The government only contracts to companies on a particular whitelist, which we weren't. They paid a company something in the region of £300,000 for the website.
That company then outsourced 100% of the work to the tiny (single digits employee count) company I was at.
They paid us £40,000.
My share of that works out at about £2,000.
The fact something cost half a million dollars in no way implies any kind of quality, or that the people working on the software will know what they're doing. (Really: another horror story involved a website that only needed to work in IE6... and had been built and tested purely in Firefox)
Businesses care about loss, not security as an intrinsic merit. They will invest it only to the extent to which problems are actively costing them sales, raising expenses like insurance or are required to comply with some sort of regulation (government, credit card processor, etc.).
Something positive like a site redesign perceived as increasing customer appeal or negative like an expensive legacy server upgrade often trumps security unless it clearly poses a future risk – this is also why many large companies tend to follow the trailing edge as the main concern is usually avoiding a lawsuit alleging that they were significantly worse than everyone else in their industry.
Because huge corporations often prioritize other things over technical expertise, and experts often prefer to work in settings other than huge corporations.

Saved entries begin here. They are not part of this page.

PR #673, opened 2026-07-14
feat(cli): show ZERO wordmark on --version

euxaristia:
## Summary
- Exposes the TUI's empty-state ZERO ascii wordmark via a new `tui.Wordmark` helper and prints it above the version line for `zero -v`/`--version`, as an easter egg.
- Coloring only applies when stdout is a real TTY and `NO_COLOR` isn't set, so redirected or piped output (e.g. scripts parsing the version) stays plain text.
- Version line changed from `zero <version>` to `version: <version>` to read correctly under the wordmark.

## Test plan
- [x] `go build ./...`
- [x] `go test ./internal/cli/... ./internal/tui/...`
- [x] Manually verified `zero --version` shows colored wordmark in a TTY, plain text when redirected to a file, and stays plain with `NO_COLOR=1` set even in a TTY

## Summary by CodeRabbit

* **New Features**
  * Added a formatted ZERO wordmark to version output when displayed in an interactive terminal.

* **Bug Fixes**
  * Preserved the concise, machine-readable `zero <version>` format when version output is redirected or piped.
  * Ensured redirected version output contains no extra banner or formatting.

### DIFF
--- a/internal/cli/app.go
+++ b/internal/cli/app.go
@@ -339,7 +339,7 @@ func runWithDeps(args []string, stdout io.Writer, stderr io.Writer, deps appDeps
 				return 0
 			}
 		}
-		if _, err := fmt.Fprintf(stdout, "zero %s\n", version); err != nil {
+		if _, err := fmt.Fprintf(stdout, "%s\n\nversion: %s\n", tui.Wordmark(stdout), version); err != nil {
 			return 1
 		}
 		return 0
--- a/internal/cli/app.go
+++ b/internal/cli/app.go
@@ -42,6 +42,7 @@ import (
 	"github.com/Gitlawb/zero/internal/worktrees"
 	"github.com/Gitlawb/zero/internal/zerogit"
 	"github.com/Gitlawb/zero/internal/zeroruntime"
+	"github.com/charmbracelet/x/term"
 )
 
 var version = "dev"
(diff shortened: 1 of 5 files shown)


jatmn (changes requested):

## Findings

- [P1] Preserve the machine-readable non-TTY version contract
  `internal/cli/app.go:342`
  `Wordmark` removes ANSI escapes for a pipe or redirection, but it still emits six banner lines and replaces the sole `zero <version>` record with `version: <version>`. That breaks existing command substitutions and exact parsers even though the PR says redirected output remains suitable for scripts; in particular, the checked-in NPM wrapper smoke contract still requires `zero --version` to report `zero <package.json version>`. Keep the existing single-line output when stdout is not a terminal (or provide a separately opt-in banner) and add coverage for the piped/redirection path.

- [P2] Respect selected light themes when coloring the version wordmark
  `internal/tui/startup.go:149`
  The new command bypasses `newModel`, which is the only path that resolves `--theme`/`ZERO_THEME` and applies the selected palette. As a result, `zero --theme light --version` and `ZERO_THEME=light zero --version` render with the global dark palette (`ink #ececee`), not the selected light palette (`ink #22201a`); on a light terminal the banner is therefore largely unreadable. Resolve and apply the requested palette for this non-TUI renderer, or render it without color outside the TUI.

euxaristia:
Pushed 1cdd3d0 for both findings.

- P1: when stdout is not a terminal, --version prints exactly "zero <version>" again, one line, no banner, no ANSI. The banner only renders on a TTY. The TTY path also uses "zero <version>" as its version record instead of "version: <version>". smokeVersion in internal/release goes back to requiring the exact single-line output, which holds because the smoke check reads the binary through a pipe. Coverage added for both non-terminal writers (TestRunPrintsVersion) and a real redirected file (TestRunVersionRedirectedFile).
- P2: Wordmark now renders uncolored rather than trying to resolve a theme outside the TUI. This renderer never sees --theme/ZERO_THEME, so any palette choice could land on the wrong background; the terminal's default foreground is readable everywhere. TestWordmarkIsPlain locks that in.

go build, go vet, and go test on internal/cli, internal/tui, and internal/release pass locally, except TestAltScreenTranscriptScrollKeepsFooterFixed in internal/tui, which also fails on this branch without these changes and is unrelated.

jatmn (approved):
@Vasanthdev2004 LGTM

Vasanthdev2004 (approved):
Nice touch  the TTY/pipe split is exactly right: scripts, redirects, and the NPM wrapper keep the single `zero <version>` record, and the wordmark only renders on an interactive terminal. I like that Wordmark() reuses the existing art and stays uncolored, so it can't go unreadable on a light theme. Build and the new tests pass in an isolated worktree; the only red tests reproduce on clean main (sandbox/add-dir), so nothing here to block on.

kevincodex1 (approved):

This is not always the case. Lots of marketing/PR companies started off in the pre-Internet days, and simply added websites to their list of services and rely solely on the experience of their devs to handle the rest. I was a contractor for such a company and to cut costs (read: to save on paying me), they hired a junior developer with no formal education, who specialized in copy-paste programming to do many of their large sites. He's since left, but the damage he's done still lives on in the countless sites he built for their clients, which are full of horribly insecure code (especially #1 on the HTTPS no-no list).

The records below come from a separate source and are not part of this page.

Issue #680, opened 2026-07-14
Pinned lint and vulnerability commands cannot analyze the Go 1.26 module


PierrunoYT:
## Summary

The repository requires Go `1.26.5`, while the exact golangci-lint and govulncheck commands mandated by `AGENTS.md` switch to Go `1.25.12`. Both reject the project because its packages require Go 1.26.

## Reproduction

```sh
go run github.com/golangci/golangci-lint/v2/cmd/golangci-lint@v2.12.2 run --enable-only unused,ineffassign,staticcheck ./...
```

fails with:

```
the Go language version (go1.25) used to build golangci-lint is lower than the targeted Go version (1.26.5)
```

```sh
go run golang.org/x/vuln/cmd/govulncheck@v1.3.0 ./...
```

fails while loading packages with `package requires newer Go version go1.26 (application built with go1.25)`.

## Relevant files

- `go.mod`: `go 1.26.5`
- `AGENTS.md`: pins golangci-lint `v2.12.2` and govulncheck `v1.3.0`

Observed at commit `6fc1220` on Windows/amd64 with automatic toolchain switching.

## Impact

Contributors following mandatory repository instructions cannot complete the required checks.

## Suggested fix

Pin tool versions built with/supporting Go 1.26, or provide repository-managed invocations using the required toolchain. Exercise the exact documented commands in CI.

The good news is that, following his departure, I got plenty of work doing clean-up jobs on all the sites he built. :)
In any sufficiently large organization, the people who make the decisions and the people who enact those decisions are separated by distance, background, experience, or other reasons. This is why you see so much dysfunction in large organizations, and it extends to politics and other things that affect you as well. Look for it and you'll start seeing it everywhere.
Good question.
Why doesn't chrome decompress it when their header suggests they will?
Yes it's unneeded and discouraged, but if developers do send gzipped content such as images (which as we all (including the blogger) know, they definitely shouldn't!) surely chrome should just go ahead and decompress it as normal?